Primed low frequency repetitive transcranial magnetic stimulation rebalances cortical excitatory-inhibitory circuitry and improves functional outcomes in infantile cerebral palsy patients: A randomized controlled trial

Abstract

Background

Multiple prenatal and postnatal etiologies in cerebral palsy (CP) patients cause neural tissue damage and alterations in cortical neuronal activity and plasticity, leading to motor and cognitive deficits early in life. Repetitive transcranial magnetic stimulation (rTMS) to the lesioned or contralesional hemisphere has been shown to alleviate these functional deficits. However, the underlying mechanisms of the beneficial effects of rTMS via realigning intracortical and interhemispheric circuitry and excitability remain unclear. The present study explored the ability of primed low-frequency rTMS to modulate intracortical excitatory-inhibitory circuitry, interhemispheric and corticospinal integrity, and plasticity in infantile hemiplegic CP.

Methods

The current study was a randomized, placebo-controlled trial with infantile hemiplegic CP patients.
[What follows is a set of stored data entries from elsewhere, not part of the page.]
PR #253, opened 2023-06-23
Add docs and tests

maxsokolovsky:
There are open PRs with changes to PRTB, CRTB, Token and other resource validation and mutation. I will update the docs when they are merged.

### DIFF
--- a/pkg/resources/core/v1/secret/mutator_test.go
+++ b/pkg/resources/core/v1/secret/mutator_test.go
@@ -19,6 +19,11 @@ import (
 	"k8s.io/apimachinery/pkg/runtime/schema"
 )
 
+var (
+	secretGVR = metav1.GroupVersionResource{Group: "", Version: "v1", Resource: "secrets"}
+	secretGVK = metav1.GroupVersionKind{Group: "", Version: "v1", Kind: "Secret"}
+)
+
 func Test_roleBindingIndexer(t *testing.T) {
 	testNamespace := "test-ns"
 	createBinding := func(roleRefKind string, ownerRefs ...metav1.OwnerReference) rbacv1.RoleBinding {
@@ -116,9 +121,7 @@ func Test_roleBindingIndexer(t *testing.T) {
 	}
 }
 
-func TestMutatorAdmit(t *testing.T) {
-	secretGVR := metav1.GroupVersionResource{Group: "", Version: "v1", Resource: "secrets"}
-	secretGVK := metav1.GroupVersionKind{Group: "", Version: "v1", Kind: "Secret"}
+func TestMutatorAdmitOnDelete(t *testing.T) {
 	const secretName = "test-secret"
 	const secretNamespace = "test-ns"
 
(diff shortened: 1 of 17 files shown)


pkg/resources/core/v1/secret/mutator_test.go
```diff
@@ -363,6 +366,70 @@ func TestMutatorAdmit(t *testing.T) {
...
+					UserInfo:        authenicationv1.UserInfo{Username: "test-user", UID: ""},
+					Object:          runtime.RawExtension{},
+					OldObject:       runtime.RawExtension{},
+				},
+			}
+			var err error
+			req.Object.Raw, err = json.Marshal(test.secret)
+			require.NoError(t, err)
+
+			ctrl := gomock.NewController(t)
```
JonCrowther, line 414: Minor, but I believe you could move all this ctrl portion above the for loop since none of it relies on the tests themselves

pkg/resources/management.cattle.io/v3/feature/validator_test.go
```diff
@@ -0,0 +1,144 @@
...
+					OldObject:       runtime.RawExtension{},
+				},
+			}
+			var err error
+			req.Object.Raw, err = json.Marshal(test.newFeature)
+			assert.NoError(t, err, "Failed to marshal new Feature while creating request")
+			req.OldObject.Raw, err = json.Marshal(test.oldFeature)
+			assert.NoError(t, err, "Failed to marshal old Feature while creating request")
+
+			if test.name == "bad request" {
```
JonCrowther, line 131: I'm not particularly fond of having this custom logic for one of the tests. Maybe add the `AdmissionRequest` as one of the test fields?

JonCrowther (changes requested):
Everything looks good, just some suggestions for the structure of the tests

pkg/resources/core/v1/secret/mutator_test.go
maxsokolovsky: Sure, I'll move this above the test loop, since each test case here requires the mutator to be constructed in the same way.

pkg/resources/management.cattle.io/v3/feature/validator_test.go
maxsokolovsky: Agreed, but the setup will be less clear in how the inputs are defined. I am testing features, so my inputs are v3.Feature values. Otherwise, I'd have to define `admissionv1.AdmissionRequest` for each test instead, which would be fine, since the method under test, Admit, actually takes a value of that type. But, again, readability might suffer a bit, since I really care about Features.
It's not ideal, but the test case itself is explicitly declared with the name and expected result.

JonCrowther (dismissed):

KevinJoiner (changes requested):

KevinJoiner (dismissed):
You should be able to update this to merge into the release branch once we get approvals and merge the dev branch into the release. https://github.com/rancher/webhook/pull/256

KevinJoiner (approved):

JonCrowther (approved):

The active group received 6 Hz primed low-frequency 1Hz rTMS delivered to the contralesional primary motor cortex for 4 weeks, in 10 sessions. The placebo group received sham stimulation. Both groups also underwent 10 sessions of modified-constraint induced movement therapy (mCIMT). Pre- and post-intervention assessments were conducted using the Quality of Upper Extremity Skills Test to evaluate sensory and motor function, and the Modified Ashworth Scale (MAS) to assess spasticity. Additionally, cortical excitability and plasticity were measured using single- and paired-pulse TMS.

Results

We found a significant increase in Quality of Upper Extremity Skills Test scores, CP Quality of Life Child (CP QOL-Child) scores, and grip strength, and a decrease in MAS scores in the active rTMS group compared with the sham group. Single- and paired-pulse paradigms revealed a significant decrease in resting and active motor threshold, a reduction in the cortical silent period, and short- and long-interval intracortical inhibition in the intervention group compared with the sham group.

Conclusion

Primed low-frequency rTMS in the contralesional hemisphere combined with mCIMT shows potential for modulating motor neuronal excitability, rebalancing intracortical excitatory-inhibitory circuitry, and enhancing functional outcomes in children with infantile hemiparetic CP.